# Vinyl won't stick



## leethesign (Jan 31, 2008)

Hi all,

I know I've just had yet another birthday and am gradually getting older, but I've got a problemo that I just can't seem to solve. Perhaps someone with a younger brain may be able to help........

I've just started doing t-shirts again - when I had my business before I moved to another part of Spain I used to do about 100 virtually every week, so I think I know what I'm doing (more or less).....but what's happening now is I just can't get the b****y material to stick to the shirts. The shirts are the usual Poly/Cotton and I'm using Grafityp material as I have in the past. The only difference is I bought one of these cheapy heat presses, 'cause I won't be doing a great deal of them, and I'm not sure how accurate the thermostat is, so I've tried at temperatures up to 260 degrees with and withoput the teflon sheet. That actually melted the vinyl and it still didn't stick properly.
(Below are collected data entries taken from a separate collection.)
Issue #2592, opened 2018-09-15
Worker key generated on my machine doesn't work: "asn1: structure error"


TJSomething:
# Bug Report

* Concourse version: 4.1.0
* Deployment type (BOSH/Docker/binary): binary

I was testing out running a Concourse worker on my dev computer and I'm having an odd issue where Concourse will not accept a worker private key generated on my machine (Debian buster, with openssh-client 1:7.8p1-1), but it works if I generate it on another machine (Ubuntu xenial, with openssh-client 1:7.2p2-4ubuntu2.4), giving me the error:

```
invalid argument for flag `--tsa-worker-private-key' (expected *flag.PrivateKey): asn1: structure error: tags don't match (16 vs {class:1 tag:15 length:112 isCompound:true}) {optional:false explicit:false application:false private:false defaultValue:<nil> tag:<nil> stringType:0 timeType:0 set:false omitEmpty:false} pkcs8 @2
```

This is easy to work around, but really strange. As far as I can tell, this is a common problem with the with various Go applications with no solutions.

The full log, with some of my machine's details:

```
root@localhost:/opt/concourse# dpkg -S /usr/bin/ssh-keygen
openssh-client: /usr/bin/ssh-keygen
root@localhost:/opt/concourse# dpkg -l openssh-client
Desired=Unknown/Install/Remove/Purge/Hold
| Status=Not/Inst/Conf-files/Unpacked/halF-conf/Half-inst/trig-aWait/Trig-pend
|/ Err?=(none)/Reinst-required (Status,Err: uppercase=bad)
||/ Name                 Version         Architecture    Description
+++-====================-===============-===============-==============================================
ii  openssh-client       1:7.8p1-1       amd64           secure shell (SSH) client, for secure access t
root@localhost:/opt/concourse# ssh-keygen -t rsa -f worker_key_local -N ''
Generating public/private rsa key pair.
Your identification has been saved in worker_key_local.
Your public key has been saved in worker_key_local.pub.
The key fingerprint is:
SHA256:6XhtWTZZSpTZuN/L/UkfdZcVUAQdgcOSaHtwx0cSQyQ root@localhost
The key's randomart image is:
+---[RSA 2048]----+
|          .EB&XBo|
|         + ==*+o.|
|        . + +.+ .|
|         o o.+  o|
|        S . *. o+|
|       o . + .. =|
|      . o +   .oo|
|       . .    .o=|
|               .+|
+----[SHA256]-----+
[...]

Issue #2526, opened 2018-08-23
4.0.0 - docker web panic runtime error SIGSEGV


eedwards-sk:
# Bug Report

* Concourse version: 4.0.0
* Deployment type (BOSH/Docker/binary): Docker (web / db / linux worker) Darwin (worker)
* Infrastructure/IaaS:
* Browser (if applicable):
* Did this used to work? No

I'm trying to run a concourse stack locally with a CI build tool. The web container is ending up in a restart loop spammed with this in the logs. Seems to be uncaught exception of sorts?

```
goroutine 1 [running]:
crypto/rsa.(*PrivateKey).Public(0x0, 0x0, 0x0)
	/usr/local/go/src/crypto/rsa/rsa.go:92 +0x5
golang.org/x/crypto/ssh.NewSignerFromSigner(0x7f69ac53c470, 0xc420190408, 0xc420190408, 0x7f69ac53c470, 0xc420190408, 0xec4101)
	/tmp/build/9674af12/concourse/src/golang.org/x/crypto/ssh/keys.go:681 +0x35
golang.org/x/crypto/ssh.NewSignerFromKey(0x299b760, 0xc420190408, 0xec4178, 0x30, 0x2afd220, 0xc4206193f8)
	/tmp/build/9674af12/concourse/src/golang.org/x/crypto/ssh/keys.go:656 +0x163
github.com/concourse/tsa/tsacmd.(*TSACommand).configureSSHServer(0xc4201809c0, 0xc420387230, 0xc420591bb0, 0x1, 0x1, 0x0, 0x0, 0x0, 0xc422d46f00, 0xc4206caca0, ...)
	/tmp/build/9674af12/concourse/src/github.com/concourse/tsa/tsacmd/command.go:203 +0x18e
github.com/concourse/tsa/tsacmd.(*TSACommand).Runner(0xc4201809c0, 0xc420591890, 0x0, 0x1, 0x143ecd40, 0xc42083f360, 0xc4204aa800, 0x0)
	/tmp/build/9674af12/concourse/src/github.com/concourse/tsa/tsacmd/command.go:101 +0x249
main.(*WebCommand).Runner(0xc4207fa708, 0xc420591890, 0x0, 0x1, 0x2149481, 0xc4202e0100, 0xc42079d660, 0x21499d0)
	/tmp/build/9674af12/concourse/src/github.com/concourse/bin/cmd/concourse/web.go:67 +0x118
[...]

PR #3330, opened 2019-02-19
add generate-key command

### LINKED ISSUE #2779: Add 'concourse generate-key' command

Context: https://github.com/concourse/docs/pull/124

Apparently good ol' `ssh-keygen` isn't quite foolproof enough on some machines. It's also not really something we can assume on most Windows deployments.

It'd be easier and more portable if we just had a command to generate the keys. Then we could guarantee that Go would be happy with them, since we have more control over how they're generated in the first place.

To be honest this command could just straight-up mimick the behavior of `ssh-keygen`, maybe with opinionated defaults for heightened security (e.g. block size 4096?). I haven't put much thought into this though. We could make it super fancy and know to generate the set of keys that Concourse needs (signing key, ssh gateway (tsa) key, worker key), but that may be overkill since people may want to run it to just generate individual worker keys, too. So maybe it should just be one key per invocation.

If I only had the time!

vito:
this is intended to replace 'ssh-keygen' in our docs, and has the
following benefits:

* it's more portable - ssh-keygen isn't as easy to assume on Windows
* it's more likely to generate keys that our components can consume
* we can have safer defaults (e.g. key size 4096)

fixes #2779

see also #2526, #2592, concourse/docs#124


cmd/concourse/generate_key.go
```diff
@@ -0,0 +1,76 @@
...
+	"fmt"
+	"os"
+
+	"golang.org/x/crypto/ssh"
+)
+
+type GenerateKeyCommand struct {
+	Type string `short:"t"  long:"type"  default:"rsa"  choice:"rsa"  choice:"ssh"  description:"The type of key to generate."`
+
+	FilePath string `short:"f"  long:"filename"  required:"true"  description:"File path where the key shall be created."`
```
topherbullock:
```suggestion
	FilePath string `short:"f"  long:"filename"  required:"true"  description:"File path where the key shall be created. When generating ssh keys, the public key will be stored in a file with the same name but with '.pub' appended."`
```

cmd/concourse/command.go
```diff
@@ -18,6 +18,8 @@ type ConcourseCommand struct {
 
 	LandWorker   land.LandWorkerCommand     `command:"land-worker" description:"Safely drain a worker's assignments for temporary downtime."`
 	RetireWorker retire.RetireWorkerCommand `command:"retire-worker" description:"Safely remove a worker from the cluster permanently."`
+
+	GenerateKey GenerateKeyCommand `command:"generate-key" description:"Generate RSA keys for worker auth."`
```
topherbullock:
```suggestion
	GenerateKey GenerateKeyCommand `command:"generate-key" description:"Generate RSA key for use with Concourse components."`
```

I've tried having a drink or twelve in between trials and that doesn't work either.....

Anybody there who can help an old geezer????


----------



## jberte (Mar 25, 2007)

well......i'm not familiar with your material or your press but...i AM an old geezer who has also pressed a lotta shirts 

since the shirts and the vinyl material you're using are both known factors to you, i'd have to guess that the difficulty you're having is coming from the press.....which means either inadequate temperature or pressure. and since you've melted the stuff with it adhering properly, that leaves me with pressure...

is the stuff sticking in some places and not in others? or just not sticking anywhere at all?? could also be an issue of the heating element not producing enough EVENLY heated surface to do a proper job. there are handy little gizmo's available to check the surface temperature of your upper platen as well - if your press has individual coils instead of a continuous coil you could have a dead one in there...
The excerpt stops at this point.